## WHAT THE TASK REQUIRES
Among these records, tally each line with the word "french"; the answer is that number alone.

[Dataset entries]

PR #285, opened 2016-07-13
Improve french translations

sblondon:
The patch improves two sentences in french.

Do you need the messages.mo too?

Cheers,
Stéphane


davidism:
Yes, it looks like the repo contains the .mo file next to the .po, would you generate and commit that please?

sblondon:
I updated wtforms.mo and commited it.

## WORKED SOLUTION
2